• _PROBLEM STATEMENT_:
Match on the string "splice" in the entries below and return every matching line.

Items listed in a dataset
PR #2814, opened 2026-09-09
Add missing sign checks on loader dims casts (onnx/tflite)

li-jin-quan:
Both `onnx::tensor::load_tensor` and `tflite::tensors::flat_tensor_to_tract_fact` cast loader dims (`i64` / `i32`) straight to `usize` without a sign check. A crafted model with a negative dim turns into a huge `usize` and blows up the next allocation -- panic / host DoS.

Same pattern as the one already in `tensorflow/src/tensor.rs:44` -- bail on negative dims before the cast.

### Files

| file | change |
|---|---|
| `onnx/src/tensor.rs` | bail on `i < 0` in the dims map |
| `tflite/src/tensors.rs` | bail on `d < 0` in the shape map |

### Why safe

Negative dims are invalid in both formats. Mitigation sits at the loader boundary only -- no behavior change on well-formed models.

### DIFF
--- a/onnx/src/tensor.rs
+++ b/onnx/src/tensor.rs
@@ -160,7 +160,17 @@ pub fn load_tensor(
     let dt = DataType::try_from(t.data_type)
         .map_err(|e| format_err!("unknown ONNX TensorProto.DataType ({}): {e}", t.data_type))?
         .try_into()?;
-    let shape: Vec<usize> = t.dims.iter().map(|&i| i as usize).collect();
+    let shape = t
+        .dims
+        .iter()
+        .map(|&i| {
+            if i < 0 {
+                bail!("Negative dimension in ONNX TensorProto dims: {i}")
+            } else {
+                Ok(i as usize)
+            }
+        })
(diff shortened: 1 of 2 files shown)


kali:
I don't think we need the extra test. This is a pretty stable piece of code.

li-jin-quan:
Hey @kali — force-pushed a cleanup: the branch now sits on top of current main (the earlier extra commit was my own #2766 duplicated by mistake, removed). Same 24-line sign-check, no behavior change on valid models. 

CI is sitting at "action required" because the fork-PR workflow needs a maintainer click — could you approve the run when you have a sec? I'm around if anything else needs tweaking.

li-jin-quan:
Fixed a build error I introduced here: in tflite the shape iterator yields plain `i32` (it is a flatbuffers `Vector<'a, i32>`), so my extra `*` did not compile and clippy went red. My mistake, no test added as you said earlier. Force-pushed, same 24 lines, onnx side untouched. CI should be green now.

kali:
The metal fail is on us, the machine crashed.

kali:
Thank you!

PR #560, opened 2020-01-16
AGR-1891 Add allele summary info to page

paaatrick:
Description and Additional Information fields are intentionally blank for now because that data hasn't been loaded yet. 

Also includes some refactoring of the `PageNav` component to make it a little more flexible.


paaatrick:
Uh oh. uglifyjs is unhappy with something.

paaatrick:
The root cause was a faulty import statement (thanks IntelliJ!). While investigating I discovered that the webpack UglifyJsPlugin has been deprecated (https://github.com/webpack-contrib/uglifyjs-webpack-plugin) so I replaced it with TerserWebpackPlugin, which seems to be the recommended replacement. 

@sibyl229 this is ready for review now if you've got a minute!

PR #568, opened 2020-01-31
AGR-1919 download buttons restored

prmani:


paaatrick:
The test that failed is that one that connects to build, which may have been down at the time so I'm moving this one along.

PR #576, opened 2020-02-07
Agr 1917 v1

nathandunn:
https://agr-jira.atlassian.net/browse/AGR-1851

https://agr-jira.atlassian.net/browse/AGR-1917


nathandunn:
FYI . . there is a hack for yeast in there, but not sure what to do about it

nathandunn:
it has to do with data

PR #583, opened 2020-02-10
apollo urls and jbrowse urls are now consistent

nathandunn:


nathandunn:
@paaatrick  it works.  I bumped the version to prevent another unrelated thing.

PR #589, opened 2020-02-12
Changed Dockerfile to support multistage build

oblodgett:


paaatrick:
Should I concerned about the UIPR/BuildAndTest failure?

PR #605, opened 2020-02-20
close div when selecting another element

nathandunn:
fixes https://agr-jira.atlassian.net/browse/AGR-1983


nathandunn:
Never mind, not quite yet working

PR #617, opened 2020-03-03
integrating legend help text

nathandunn:


nathandunn:
@paaatrick  Can you take a look? 

Its kind of there, but I also get a lot of errors in the DOM.

image

paaatrick:
@nathandunn I did some repositioning and restyling to match the mockup.

One more thing on your side: Sabrina pointed out that in the legend "splice acceptor variant" has no color block next to it.
image

nathandunn:
@paaatrick  Awesome, that looks a lot better.  I will take a look at the splice acceptor variant

PR #619, opened 2020-03-03
round two of variant fixes

nathandunn:
https://agr-jira.atlassian.net/browse/AGR-2016

- [x] variant legend only showing up if variants present
- ~~should have an unknown (black?) and other (?) in the legend~~ (I checked and these were all good as AFAICT)
- [x] should flag 3_prime (versus three_prime) and 5_prime
- [x] when hovering over the things with the same number they both highlight: https://stage.alliancegenome.org/gene/FB:FBgn0002936#alleles-and-variants (small error)
- [x] remove console.log() from LegendService
- ~~make allele of genes unique~~ I think we agreed that this should be done later.

--- 

- ~~pair consequences and impact~~

image

### DIFF
--- a/package-lock.json
+++ b/package-lock.json
@@ -1620,9 +1620,9 @@
       }
     },
     "agr_genomefeaturecomponent": {
-      "version": "0.2.19",
-      "resolved": "https://registry.npmjs.org/agr_genomefeaturecomponent/-/agr_genomefeaturecomponent-0.2.19.tgz",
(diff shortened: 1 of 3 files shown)


nathandunn:
image

nathandunn:
@paaatrick  I think this is ready to review.

nathandunn:
note that this was fixed by: https://github.com/GMOD/GenomeFeatureComponent/pull/48

PR #627, opened 2020-04-16
AGR-2057 support for nested facet values

kevinschaper:


src/containers/search/filterSelector/singleFilterSelector.js
```diff
@@ -41,35 +40,33 @@ class SingleFilterSelector extends Component {
...
+    let _key = `fv.${this.props.name}.${value.name}`;
+    let nameNode;
+    if (this.props.name.match('species')) {
+      nameNode = <i>{value.displayName}</i>;
+    } else if (this.props.name === 'category') {
+      nameNode = <CategoryLabel category={value.name} />;
+    } else {
+      nameNode = <span>{value.displayName}</span>;
+    }
+    let dotNode = null;
```
paaatrick, line 57: `dotNode` seems to always be `null`. Can it be removed?

src/containers/search/filterSelector/style.scss
```diff
@@ -44,6 +44,14 @@
...
 }
 
+ul.filterList {
+  list-style-type: none;
+}
+
+ul.filterList li {
+  list-style-type: none;
+}
+
```
paaatrick, line 54: Do we need custom classes for this? Would Bootstrap's `list-unstyled` (https://getbootstrap.com/docs/4.4/content/typography/#unstyled) work?

kevinschaper: That's what I tried first, but sadly it doesn't indent

PR #729, opened 2020-09-04
AGR-2301 Alleles table on Gene Page

sibyl229:
Added category, hasPhenotype, hasDisease

TODO
- [ ] (postponed to future release) once variant RS ID is available, continue with the variant work


paaatrick (approved):
Looks good!

PR #732, opened 2020-09-10
AGR-2387 AGR-2403 Transgenic allele table bug fixing

paaatrick:
- Remove synonym column
- Fix overflowing in construct name column
- Adjust spacing of final rotated column headers to keep them fully visible at widest viewport


sibyl229 (approved):
Looks great! Sorry, those notification slips through the cracks. If I'm not reviewing the PRs, I probably didn't see them, just ping me on Slack.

• _THE COMPLETED TASK_:
One more thing on your side: Sabrina pointed out that in the legend "splice acceptor variant" has no color block next to it.
@paaatrick  Awesome, that looks a lot better.  I will take a look at the splice acceptor variant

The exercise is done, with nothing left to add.